Frische, regionale Früchte boomen

    Der Schweizer Obstverband setzt sich für eine nachhaltige Obstwirtschaft ein. Dabei gilt es zahlreiche Herausforderungen wie die Corona-Krise, neu auftretende Schädlinge, die Klimaveränderung und vieles mehr, zu meistern. Auf politischer Ebene bekämpft der Verband vehement die beiden extremen Agrar-Initiativen.

    (Bild: zVg) Trotz Corona feine Erdbeeren aus der Region: Mit einer ausserordentlichen Kampagne unterstützt der Obstverband die rund 400 Produzentinnen und Produzenten.

    Obst ist gesund, zwei Portionen pro Tag sollten es mindestens sein. Herr und Frau Schweizer befolgen diese Regel – jetzt Corona bedingt mehr denn je. Sie essen jährlich rund 83 Kilogramm frisches Obst pro Kopf. Das Ernährungsverhalten bezüglich Beeren und Obst hat sich in den letzten Jahren gemäss SOV-Direktor Jimmy Mariéthoz verändert und wurde bewusster: «Wir beobachten eine Konsumsteigerung bei den Beeren. Bei Stein- und Kernobst ist der Konsum stabil. Beim Kaufentscheid spielt jedoch die Herkunft eine wichtigere Rolle. Regionale Früchte sind im Trend. Unser Ziel ist es, den Konsumanteil der einheimischen Früchte sowie den Konsum von Apfelsaft weiter zu steigern.» Mit geschütztem Anbau, Bewässerung, laufender Optimierung im Bereich Pflanzenschutz, modernen Sorten und laufender Entwicklung der Anbautechnik hat im Obstbau eine Professionalisierung stattgefunden. Das vergangene Jahr forderte die Obstproduzenten und -verarbeiter stark, insbesondere in der Agrarpolitik. «Eine grosse Hürde war für viele Produzenten das wechselhafte Wetter. Dies hatte Auswirkungen auf die Vermarktung und den Preis», so Mariéthoz. Für dieses Jahr rechnet er mit durchschnittlichen Erntemengen. «Die Entwicklung ist jedoch von der Witterung abhängig. Der professionelle Obstanbau ist mit Bewässerungssystemen und Schattierung auf einen heissen Sommer vorbereitet.»

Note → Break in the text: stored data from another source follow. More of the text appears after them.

PR #14860, opened 2023-05-03
eq/lt/gt/ge/le fix for handling tuple/list cases in ivy.Shape

Aarsh2001:


ivy/__init__.py
```diff
@@ -192,6 +192,15 @@ def can_cast(self, to):
         return can_cast(self, to)
 
 
+def shape_casting_helper(ivy_shape, other):
```
VedPatwardhan, line 195: Can this be implemented as a private static method of the `Shape` class instead?

VedPatwardhan (changes requested):
Hey @Aarsh2001, just a small change, rest looks good to go 🙂

VedPatwardhan (approved):
lgtm! Feel free to merge, thanks @Aarsh2001 🙂

PR #14891, opened 2023-05-04
Jax frontend - Implemented while_loop function and it's test.

### LINKED ISSUE #14613: while_loop

ayush0O7:
Close #14613


ayush0O7:
Hello Ivy team this is my second PR :-)

1. I have not used ivy.while_loop since it doesn’t satisfy type requirements for init_val. Ivy’s while_loop requires init_val to be an iterable while jax.lax.while_loop accepts init_val to be a scalar as well.
2. I have limited the range of min_value and max_value to prevent looping for an excessively large number of iterations. The range includes both positive and negative values.
3. For the test functions I am making sure that all the real values inside x are >=0.
4. The function any_negative_real checks whether ANY of the real parts are less than 0. I earlier tried things like (x<0).any() and (x.real()<0).any() but they were giving some or the other error hence I implemented the any_negative_real function.

ivy_tests/test_ivy/test_frontends/test_jax/test_jax_lax_control_flow_operators.py
```diff
@@ -153,3 +153,51 @@ def _test_body_fn(x, y):
...
+                if isinstance(elem, (int, float)) and elem < 0:
+                    return True
+                elif isinstance(elem, complex):
+                    return False
+                elif isinstance(elem, (list, tuple)):
+                    if any_negative_real(elem):
+                        return True
+            return False
+
+        return any_negative_real(x)
```
ZiadAmerr, line 188:
```suggestion
    def _test_cond_fn(x):
        for elem in x:
            if isinstance(elem, (int, float)) and elem < 0:
                return True
            elif isinstance(elem, complex):
                return False
            elif isinstance(elem, (list, tuple)):
                if any_negative_real(elem):
                    return True
        return False
```

Minor refactor, do you think this is more organized? `any_negative_real(x)` is used only once, I don't see the point of wrapping it as a function and calling it once. If you do have a specific reason behind this, please let me know :)

ZiadAmerr (changes requested):

ivy_tests/test_ivy/test_frontends/test_jax/test_jax_lax_control_flow_operators.py
ayush0O7: any_negative_real(x) can be called multiple times, let me explain.

Since the number of dimensions x can have be upto 5(Refer : dtype_and_values function) so to access the values(int, float, complex) stored in x we need to recursively travel x until we reach a leaf node which contains the values(int, float, complex).

Basically, any_negative_real(x) is a function which recurses over a multi-dimensional array until it reaches the leaf node containing the values(int, float or complex). Upon reaching leaf nodes it checks whether any real number is negative. 

Example : Assume we have a 3-d array [[[1, 2], [3, 4]], [[5, 6],[7, 8]]]. To access the element "1" any_negative_real(x) would be called 3 times , removing one square bracket at each iteration. 

first call:         x = [[[1, 2], [3, 4]], [[5, 6],[7, 8]]]
second call :  elem = [[1, 2], [3, 4]]
third call :       elem = [1, 2] 

during third call values 1 , 2 both will be compared to 0.

If you have any questions then please tell me i will be happy to answer :-)

ZiadAmerr: Oh sorry, I did not notice the recursive call! My fault, great work :)

ayush0O7:
Hey @ZiadAmerr do you have any more suggestions ? Otherwise we can merge this.

ZiadAmerr (approved):

ZiadAmerr:
Great work, thanks @ayush0O7! :)

PR #14892, opened 2023-05-04
Fixing out argument handling for mixed functions

hello-fri-end:
https://trello.com/c/SOop47HS/1852-fix-the-out-argument-of-mixed-functions


hello-fri-end:
Hey @VedPatwardhan! Instead of creating another decorator just for adding the `mixed_function` attribute so that it gets added to the innermost function, we can simply modify the `handle_out_in_ivy` variable inside the `handle_out_argument` decorator to check if `fn`'s module has `ivy.functional.ivy` as a substring which would imply that it's a compositional function and can handle the out argument directly. Incase, the mixed partial function uses the primary function,  the `support_native_out` attribute will decide how to handle the out argument as usual. Please let me know what you think about this :)

VedPatwardhan (commented):
Let's discuss this on a call, as I think flagging a function as mixed explicitly would help users debug issues in their code. Thanks 🙂

hello-fri-end:
Hey @VedPatwardhan, I've updated all the functions as discussed yesterday. Could you please take a look at the changes? Once you approve these, I'll update the docs.

ivy/func_wrapper.py
```diff
@@ -777,7 +777,7 @@ def _infer_device(*args, device=None, **kwargs):
 
 def handle_out_argument(fn: Callable) -> Callable:
     handle_out_in_backend = hasattr(fn, "support_native_out")
-    handle_out_in_ivy = hasattr(fn, "mixed_function")
+    is_compositional_function = "ivy.functional.ivy" in fn.__module__
```
VedPatwardhan, line 780: it would be great if we had a smaller variable name here 😅

ivy/func_wrapper.py
```diff
@@ -962,34 +962,44 @@ def _wrap_function(
         # set attributes
         for attr in original.__dict__.keys():
             # private attribute or decorator
-            if attr.startswith("_") or hasattr(ivy, attr) or attr == "handles_out_arg":
+            if (
+                attr.startswith("_")
+                or hasattr(ivy, attr)
+                or (not compositional and attr == "mixed_function")
```
VedPatwardhan, line 968: given that we won't have the `mixed_function` attribute, let's remove this check

ivy/func_wrapper.py
```diff
@@ -962,34 +962,44 @@ def _wrap_function(
...
-            # for the handle_mixed_function decorator
-            if to_wrap != original:
-                to_wrap.compos = original
-            for attr in to_replace[compositional]:
-                setattr(original, attr, True)
+        # to_native_arrays_and_back must be added
+        # to the primary implementation (if it exists)
+        # of mixed functions.
+        if original != to_wrap:
+            if not (
```
VedPatwardhan, line 980: I think we could simply check if `inputs_to_ivy_arrays` has been applied rather than checking if the other 2 aren't applied, as every compositional implementation should have the `inputs_to_ivy_arrays` decorator

ivy/func_wrapper.py
```diff
@@ -962,34 +962,44 @@ def _wrap_function(
...
+                hasattr(original, "output_to_ivy_arrays")
+                and hasattr(original, "input_to_native_arrays")
+            ) and not hasattr(original, "to_native_arrays_and_back"):
+                # add as an attribute temporarily so that decorators can be applied
+                # in the correct sequence below
+                setattr(original, "to_native_arrays_and_back", True)
```
VedPatwardhan, line 986: Ideally, we should keep the `original` function unchanged (and not apply `setattr` or `delattr`, and just modify `to_wrap`

VedPatwardhan (changes requested):
Hey @hello-fri-end, just suggested a few changes, happy to discuss anything in detail. Thanks 🙂

ivy/func_wrapper.py
hello-fri-end: Sure, done :sweat_smile:

ivy/func_wrapper.py
hello-fri-end: Oops, had missed it. Have removed it now.

ivy/func_wrapper.py
hello-fri-end: Oh, you're right! If primary implementation exists ( i.e `to_wrap != original`)  and `original` has an `input_to_ivy_arrays` attribute then that means it's a mixed function. Have updated it now.

ivy/func_wrapper.py
hello-fri-end: Added the attribute in another way. Please take a look :)

VedPatwardhan (changes requested):
Hey @hello-fri-end, the changes look good to me, could you please update all related sections in the deep dive? Thanks 🙂

hello-fri-end:
> Hey @hello-fri-end, the changes look good to me, could you please update all related sections in the deep dive? Thanks slightly_smiling_face

Done, have updated the deepdive! Please let me know if I missed anything.

VedPatwardhan (commented):
Hey @hello-fri-end, `test_interpolate` seems to be failing on [run_tests (33)](https://github.com/unifyai/ivy/actions/runs/5042660329/jobs/9043525978?pr=14892#logs), could you please check if the failure is related to the changes made? Thanks 🙂

hello-fri-end:
> Hey @hello-fri-end, `test_interpolate` seems to be failing on [run_tests (33)](https://github.com/unifyai/ivy/actions/runs/5042660329/jobs/9043525978?pr=14892#logs), could you please check if the failure is related to the changes made? Thanks slightly_smiling_face

Hey @VedPatwardhan, interpolate fails on master as well with the same error. Sherry is currently looking into it.

VedPatwardhan (approved):
> > Hey @hello-fri-end, `test_interpolate` seems to be failing on [run_tests (33)](https://github.com/unifyai/ivy/actions/runs/5042660329/jobs/9043525978?pr=14892#logs), could you please check if the failure is related to the changes made? Thanks slightly_smiling_face
> 
> Hey @VedPatwardhan, interpolate fails on master as well with the same error. Sherry is currently looking into it.

Sounds good, feel free to merge the PR if that's the case, thanks @hello-fri-end 🙂

PR #14928, opened 2023-05-04
Added ivy.array lint in docstrings

KareemMAX:
This PR adds [`unifyai/lint-hook`](https://github.com/unifyai/lint-hook) bot to the linting configuration, in which it scans for `ivy.array()` in the output of a docstring example and formats it


ivy/data_classes/array/array.py
```diff
@@ -908,12 +908,20 @@ def __gt__(self, other):
         >>> z = x > y
         >>> print(z)
         {
-            a: ivy.array([[True, False, False],
-                          [False, False, False],
-                          [False, False, False]]),
-            b: ivy.array([[True, True, False],
-                          [False, False, False],
-                          [False, False, False]])
+            a: ivy.array(
```
VedPatwardhan, line 911: I think the array above was originally formatted correctly, given that all frameworks format it that way. Same applies to other similar instances.

VedPatwardhan (commented):
Not sure if the PR was intended to be reviewed, but just wanted to bring a case into consideration. Thanks @KareemMAX 🙂

CatB1t (changes requested):
Agree to @VedPatwardhan point, also we should ideally make sure when the linter is setup, that it can handle code and string arrays differenetly, so arrays existing in code should be formatted but not the ones in the docstring.

ivy-seed:

ivy-seed:

PR #14939, opened 2023-05-05
Multicuda

RickSanchezStoic:
Introduces directory-level installation of frameworks and corresponding dependencies to avoid dependency conflict.


RickSanchezStoic:
Dockerfile:

1. Directory Based framework and dependency installation enabled.
2. Switch to Debian: Buster from Ubuntu:20

DockerfileGOUMultiCuda:

1. GPU support with multiple cuda and cudnn versions enabled.
2. Switch to Debian:Buster from Ubuntu:20
3. Directory Based framework and dependency installation enabled.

    Innovation statt Verbote
    Die einheimischen Produzentenkämpfen allerdings immer mehr mit neu auftretenden Schädlingen. So verursacht die Marmorierte Baumwanze massive Schäden im Schweizer Obstbau. Diese belaufen sich für das Jahr 2019 auf über drei Millionen Franken. Der Bund hat temporär ein Pflanzenschutzmittel bewilligt, um gezielt gegen den Schädling vorgehen zu können. Ebenfalls laufen Pilotprojekte für den Einsatz eines natürlichen Feindes der Baumwanze. Neuerdings bedrohen auch der Blatthornkäfer, die Bananenschmierlaus sowie das Feuerbakterium (Xylella fastidiosa) die Obstkulturen in der Schweiz. «Im Wallis ist die Situation betreffend der Schmierlaus besorgniserregend, da dieser Schädling sehr schwer zu bekämpfen ist. «Wir untersuchen Lösungen, wie zum Beispiel der Einsatz von Parasitoiden.»

    (Bild: pixabay) Schweizer Beeren: Die süssen Früchte sind mitten in der Ernte.

    Das Thema Pflanzenschutz ist aktuell und ein oft präsentes Thema in den Medien. Auch der SOV setzt sich damit auseinander und bündelt seine langjährigen Erfahrungen in diesem Bereich noch intensiver. Als Mitglieder der IG Zukunft Pflanzenschutz teilt er die Vision einer noch nachhaltigeren Zukunft. Sie setzen dabei auf marktnahe Lösungen und auf Innovationen statt Verbote: «Wenn Produzentinnen und Produzenten Alternativen zu bestehenden Pflanzenschutzmitteln erhalten, reduzieren sie deren Einsatz automatisch. Dies bedingt einerseits Investitionen in die Forschung, andererseits aber auch die Schaffung von Anreizen, um an innovativen Projekten teilzunehmen.»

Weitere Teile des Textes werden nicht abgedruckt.